◆ Task to carry out
Among the entries below, extract exactly the lines that run from the one with "src/DotLiquid/RenderParameters.cs" through the one with "microalps: Please see", both ends included.

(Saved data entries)
BEGIN

Issue #456, opened 2021-09-24
Templates do not time out until blocking operation complete


ceilingfish:
### Dotliquid version
2.2.548
### Expected behavior

The template should throw a TimeoutException once the timeout has expired.

### Actual behavior

The rendering engine waits for the last blocking operation to complete before throwing a TimeoutException, meaning we can be blocking the calling thread for a much longer time than expected.

### Steps to reproduce the Problem (you can add files)

```csharp
//Linqpad / Roslynpad script
void Main()
{
	var template = Template.Parse("{% for i in (1..5) %}{{i}}. {{delay}}{% endfor %}");
	var parameters = Hash.FromAnonymousObject(new
	{
		delay = new Delay()
	});

	var cancellation = new CancellationTokenSource(50);
	var context = new RenderParameters(CultureInfo.InvariantCulture)
	{
		Timeout = 100,
		LocalVariables =parameters,
		ErrorsOutputMode = ErrorsOutputMode.Display
	};
	template.Render(context).Dump();//Blocks for 10 seconds
	
}

private class Delay : ILiquidizable
{
	public Context Context { get; set; }

	public object ToLiquid()
	{
		Thread.Sleep(10000);
		return "delay";
	}
}
```

ceilingfish:
I was wondering if we could expose a `CancellationToken` on `IContextAware.Context`.

microalps:
> I was wondering if we could expose a `CancellationToken` on `IContextAware.Context`.

There already is Context.CheckTimeout();

> Steps to reproduce the Problem
Your example includes a non-cancelable method - .NET 5.0 [has obsoleted Thread.Abort](https://docs.microsoft.com/en-us/dotnet/core/compatibility/core-libraries/5.0/thread-abort-obsolete) so a real example of something that SHOULD work would help. 

> Add public cancellation token to Context 
Your PR uses a drop which has access to the context, while your example above uses ILiquidizable which does not. Seems like scope of the issue is yet to be fully defined.

microalps:
So then we need to convert the timeout to a cancellation token of its own and expose the linked cancellation token. This way cancelling either via timeout or cancellation token will bubble down to the async call.

microalps:
Double checked and it is not possible to have both a timeout and a cancellation token. So no need for a linked token. Also, cancellation token is not available to RenderParameters. If we do convert every timeout to a cancellationToken in addition to exposing it like you did we should be OK.

PR #459, opened 2021-10-02
Add public cancellation token to Context

ceilingfish:
Address #456 by adding a publicly accessible cancellation token. This can be used by subclasses of `IContextAware`, or `Drop`

### DIFF
--- a/src/DotLiquid.Tests/DropTests.cs
+++ b/src/DotLiquid.Tests/DropTests.cs
@@ -375,18 +375,9 @@ namespace DotLiquid.Tests
         {
             using (var cancellationTokenSource = new CancellationTokenSource())
             {
-                var cancellationToken = cancellationTokenSource.Token;
-                var context = new Context(
-                    environments: new List<Hash>(),
-                    outerScope: Hash.FromAnonymousObject(new { context = new CancellationDrop() }),
-                    registers: new Hash(),
-                    errorsOutputMode: ErrorsOutputMode.Display,
-                    maxIterations: 0,
-                    formatProvider: CultureInfo.InvariantCulture,
-                    cancellationToken: cancellationToken);
                 var renderParameters = new RenderParameters(CultureInfo.InvariantCulture)
                 {
-                    Context = context
+                    CancellationToken = cancellationTokenSource.Token
                 };
                 cancellationTokenSource.Cancel();
                 Assert.Throws<OperationCanceledException>(() => Template.Parse("{{ context.halt }}").Render(renderParameters));
@@ -399,7 +390,8 @@ namespace DotLiquid.Tests
             var cancellationDrop = new CancellationDrop();
             var renderParameters = new RenderParameters(CultureInfo.InvariantCulture)
             {
-                LocalVariables = Hash.FromAnonymousObject(new { context = cancellationDrop, dummy = new[] { 1, 2, 3 } })
+                LocalVariables = Hash.FromAnonymousObject(new { context = cancellationDrop, dummy = new[] { 1, 2, 3 } }),
+                CancellationToken = new CancellationToken(canceled: false)
             };
             cancellationDrop.Signal.Set();
             Assert.AreEqual("HaltHaltHalt", Template.Parse("{% for a in dummy %}{{ context.halt }}{% endfor %}").Render(renderParameters));
--- a/src/DotLiquid.Tests/DropTests.cs
+++ b/src/DotLiquid.Tests/DropTests.cs
@@ -376,13 +376,14 @@ namespace DotLiquid.Tests
             using (var cancellationTokenSource = new CancellationTokenSource())
             {
                 var cancellationToken = cancellationTokenSource.Token;
-                var context = new Context(new List<Hash>(),
-                    Hash.FromAnonymousObject(new { context = new CancellationDrop() }),
-                    new Hash(),
-                    ErrorsOutputMode.Display,
-                    0,
-                    CultureInfo.InvariantCulture,
-                    cancellationToken);
+                var context = new Context(
+                    environments: new List<Hash>(),
+                    outerScope: Hash.FromAnonymousObject(new { context = new CancellationDrop() }),
+                    registers: new Hash(),
+                    errorsOutputMode: ErrorsOutputMode.Display,
+                    maxIterations: 0,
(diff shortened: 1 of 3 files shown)


src/DotLiquid.Tests/DropTests.cs
```diff
@@ -49,6 +52,20 @@ public override object BeforeMethod(string method)
...
 
+        internal class CancellationDrop : Drop
+        {
+            public ManualResetEventSlim Signal { get; } = new ManualResetEventSlim();
+
+            public string Halt
+            {
+                get
+                {
+                    Signal.Wait(Context.CancellationToken);
```
daviburg, line 63: I'm not familiar with Signal.Wait
Could you point me to the documentation or implementation of that?

src/DotLiquid.Tests/DropTests.cs
```diff
@@ -353,6 +370,33 @@ public void TestAccessContextFromDrop()
             Assert.AreEqual("123", Template.Parse("{% for a in dummy %}{{ context.loop_pos }}{% endfor %}").Render(Hash.FromAnonymousObject(new { context = new ContextDrop(), dummy = new[] { 1, 2, 3 } })));
         }
 
+        [Test]
+        public void TestCancelBlockingOperationDrop()
+        {
+            var cancellationToken = new CancellationToken(true);
```
daviburg, line 376: Use a cancellation token source to get a cancellation token. see for instance https://docs.microsoft.com/en-us/dotnet/api/system.threading.cancellationtoken?view=net-5.0#examples

daviburg (changes requested):

src/DotLiquid.Tests/DropTests.cs
ceilingfish: I've switched to using a `CancellationTokenSource` now.

microalps: Still using the Slim, and cancellation is before the render. I think an ideal way to test this function is to have a context variable with number of seconds to sleep and see the framework cancel if the sleep > timeout. The same template will pass/fail depending on the number of seconds to sleep in the drop.

microalps: By the way, Context.CheckTimeout() is public, checks the cancellation token, and can already be accessed from the drop. Not seeing what making cancellationToken public is adding - as that is NOT checking timeout. Example:
```c#
        internal class CancellationDrop : Drop
        {
            public string Halt
            {
                get
                {
                    var timeToWait = (int)Context["sleep_time"];
                    while (timeToWait > 0)
                    {
                        Context.CheckTimeout();
                        var sleepTime = Math.Min(timeToWait, 50);
                        System.Threading.Thread.Sleep(sleepTime);
                        timeToWait -= sleepTime;
                    }

                    return "Here";
                }
            }
        }
```
The only missing piece is NATIVE evaluation of a drop property with a timeout. That would allow for a getter:
```c#
                    System.Threading.Thread.Sleep((int)Context["sleep_time"]);
                    return "Here";
```

src/DotLiquid.Tests/DropTests.cs
```diff
@@ -353,6 +370,40 @@ public void TestAccessContextFromDrop()
             Assert.AreEqual("123", Template.Parse("{% for a in dummy %}{{ context.loop_pos }}{% endfor %}").Render(Hash.FromAnonymousObject(new { context = new ContextDrop(), dummy = new[] { 1, 2, 3 } })));
         }
 
+        [Test]
+        public void TestCancelBlockingOperationDrop()
+        {
+            using (var cancellationTokenSource = new CancellationTokenSource())
+            {
+                var cancellationToken = cancellationTokenSource.Token;
+                var context = new Context(new List<Hash>(),
```
daviburg, line 379: Nit, on coding style: consider also putting the first argument on its on line when using multiple lines. And consider using named parameters when 1. using multiple lines, or 2. using constant input like this 0, or 3. using multiple parameters of same type hence their order will be ambiguous to human reader without their name.

daviburg (approved):

microalps (changes requested):
Waiting for rewrite to handle both types of cancellation of context, timeout and CancellationTokens. We should possibly expose the modern CancelationToken to the RenderParameters class as well to complement timeout [which is marked obsolete in the context class].

src/DotLiquid/Context.cs
```diff
@@ -42,6 +42,11 @@ public int MaxIterations
 
         private Strainer _strainer;
 
+        /// <summary>
+        /// A cancellation token which indicates if the template render has been cancelled
+        /// </summary>
+        public CancellationToken CancellationToken => _cancellationToken;
```
microalps, line 48: Without implementing a CancellationTokenSource for timeout based cancellations, this is very limited in real use. Adding either or to the RenderParameters doesn't negate that. @daviburg  the suggestion was to change Context to inherit IDisposable so he can use my code snippet safely, but author said it would be a breaking change. What do you suggest?

Another alternative is dropping timeout from Context entirely (it is marked obsolete) and converting the timeout to a CancellationToken in RenderParameters.

src/DotLiquid/RenderParameters.cs
```diff
@@ -107,15 +113,15 @@ internal void Evaluate(Template template, out Context context, out Hash register
                 environments.Add(LocalVariables);
             if (template.IsThreadSafe)
             {
-                context = new Context(environments, new Hash(), new Hash(), ErrorsOutputMode, MaxIterations, Timeout, FormatProvider)
+                context = new Context(environments, new Hash(), new Hash(), ErrorsOutputMode, MaxIterations, FormatProvider, Timeout, CancellationToken)
```
microalps, line 116: Not clear how this is either or. True this constructor is internal, but here you exposed the possibility of having both a timeout and a cancellation token. Respecting both, as your commit message says, convolutes things even more.

src/DotLiquid.Tests/DropTests.cs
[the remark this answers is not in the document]
microalps: Please see my test in this commit for what I was expecting:
https://github.com/microalps/dotliquid/blob/cancellation-token-disposable/src/DotLiquid.Tests/DropTests.cs

microalps (changes requested):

END

◆ Response to the exercise
src/DotLiquid/RenderParameters.cs
```diff
@@ -107,15 +113,15 @@ internal void Evaluate(Template template, out Context context, out Hash register
                 environments.Add(LocalVariables);
             if (template.IsThreadSafe)
             {
-                context = new Context(environments, new Hash(), new Hash(), ErrorsOutputMode, MaxIterations, Timeout, FormatProvider)
+                context = new Context(environments, new Hash(), new Hash(), ErrorsOutputMode, MaxIterations, FormatProvider, Timeout, CancellationToken)
```
microalps, line 116: Not clear how this is either or. True this constructor is internal, but here you exposed the possibility of having both a timeout and a cancellation token. Respecting both, as your commit message says, convolutes things even more.

src/DotLiquid.Tests/DropTests.cs
[the remark this answers is not in the document]
microalps: Please see my test in this commit for what I was expecting:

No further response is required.